From the listing below, retype exactly the line holding "- No test logic", the line holding "-> describe migration)", and the lines between them; skip everything else.

DATA FOR THIS EXERCISE

*-*-*

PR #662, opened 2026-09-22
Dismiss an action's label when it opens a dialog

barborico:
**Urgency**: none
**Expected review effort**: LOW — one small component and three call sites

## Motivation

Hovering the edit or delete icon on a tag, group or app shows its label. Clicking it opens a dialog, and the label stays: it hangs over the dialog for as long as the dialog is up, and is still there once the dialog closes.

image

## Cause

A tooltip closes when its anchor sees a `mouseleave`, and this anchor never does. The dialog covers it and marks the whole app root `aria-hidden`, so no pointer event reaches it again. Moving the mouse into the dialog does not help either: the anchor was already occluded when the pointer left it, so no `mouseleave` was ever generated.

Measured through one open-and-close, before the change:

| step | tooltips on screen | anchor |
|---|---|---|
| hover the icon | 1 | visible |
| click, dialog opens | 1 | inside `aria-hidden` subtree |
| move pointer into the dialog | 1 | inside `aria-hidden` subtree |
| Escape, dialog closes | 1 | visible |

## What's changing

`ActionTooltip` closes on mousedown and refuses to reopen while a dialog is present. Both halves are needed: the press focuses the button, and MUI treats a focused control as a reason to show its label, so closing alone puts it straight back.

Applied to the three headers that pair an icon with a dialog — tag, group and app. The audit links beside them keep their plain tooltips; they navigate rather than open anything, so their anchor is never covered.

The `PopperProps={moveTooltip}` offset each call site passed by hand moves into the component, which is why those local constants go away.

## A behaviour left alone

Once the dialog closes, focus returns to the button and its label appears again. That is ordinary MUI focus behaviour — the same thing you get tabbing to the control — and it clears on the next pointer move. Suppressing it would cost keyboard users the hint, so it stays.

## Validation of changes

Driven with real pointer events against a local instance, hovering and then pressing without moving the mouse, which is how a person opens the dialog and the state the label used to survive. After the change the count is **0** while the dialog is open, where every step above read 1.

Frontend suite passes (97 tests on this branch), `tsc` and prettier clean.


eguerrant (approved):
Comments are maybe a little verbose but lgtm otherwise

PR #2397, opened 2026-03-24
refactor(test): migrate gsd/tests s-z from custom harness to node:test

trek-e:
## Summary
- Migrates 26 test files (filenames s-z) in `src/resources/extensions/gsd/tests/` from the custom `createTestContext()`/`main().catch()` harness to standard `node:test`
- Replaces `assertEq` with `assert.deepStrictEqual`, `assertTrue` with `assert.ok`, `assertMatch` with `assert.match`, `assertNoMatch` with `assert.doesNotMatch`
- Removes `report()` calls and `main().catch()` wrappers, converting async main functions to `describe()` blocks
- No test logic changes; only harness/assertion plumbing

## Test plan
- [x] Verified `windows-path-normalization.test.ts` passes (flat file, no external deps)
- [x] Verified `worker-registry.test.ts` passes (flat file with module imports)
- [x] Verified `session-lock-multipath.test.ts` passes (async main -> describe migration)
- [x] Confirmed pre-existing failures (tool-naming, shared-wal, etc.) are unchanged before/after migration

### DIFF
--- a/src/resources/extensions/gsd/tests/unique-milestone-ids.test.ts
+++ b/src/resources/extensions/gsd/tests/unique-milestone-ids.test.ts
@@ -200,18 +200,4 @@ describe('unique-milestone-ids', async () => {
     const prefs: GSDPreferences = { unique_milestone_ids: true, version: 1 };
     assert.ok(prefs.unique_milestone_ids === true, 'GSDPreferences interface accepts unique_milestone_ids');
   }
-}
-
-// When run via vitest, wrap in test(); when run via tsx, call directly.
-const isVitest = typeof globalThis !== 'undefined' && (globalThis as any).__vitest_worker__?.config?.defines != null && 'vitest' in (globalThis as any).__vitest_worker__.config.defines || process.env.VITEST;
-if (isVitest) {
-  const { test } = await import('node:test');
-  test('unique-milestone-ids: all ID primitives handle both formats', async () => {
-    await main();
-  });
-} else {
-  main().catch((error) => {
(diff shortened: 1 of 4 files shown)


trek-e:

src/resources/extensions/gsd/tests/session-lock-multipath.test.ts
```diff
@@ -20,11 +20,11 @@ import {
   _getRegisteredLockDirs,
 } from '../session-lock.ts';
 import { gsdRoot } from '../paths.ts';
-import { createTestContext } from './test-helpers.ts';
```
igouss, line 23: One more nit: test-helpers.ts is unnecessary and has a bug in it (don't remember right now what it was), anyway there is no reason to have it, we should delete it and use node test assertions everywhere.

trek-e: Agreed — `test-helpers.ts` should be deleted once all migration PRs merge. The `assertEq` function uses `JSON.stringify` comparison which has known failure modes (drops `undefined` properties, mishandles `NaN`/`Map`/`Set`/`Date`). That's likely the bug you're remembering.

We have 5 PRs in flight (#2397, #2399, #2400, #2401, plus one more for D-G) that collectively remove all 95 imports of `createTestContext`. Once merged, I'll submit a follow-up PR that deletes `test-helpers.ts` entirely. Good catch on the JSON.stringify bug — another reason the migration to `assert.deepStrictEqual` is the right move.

*-*-*

EXPECTED ANSWER
- No test logic changes; only harness/assertion plumbing

## Test plan
- [x] Verified `windows-path-normalization.test.ts` passes (flat file, no external deps)
- [x] Verified `worker-registry.test.ts` passes (flat file with module imports)
- [x] Verified `session-lock-multipath.test.ts` passes (async main -> describe migration)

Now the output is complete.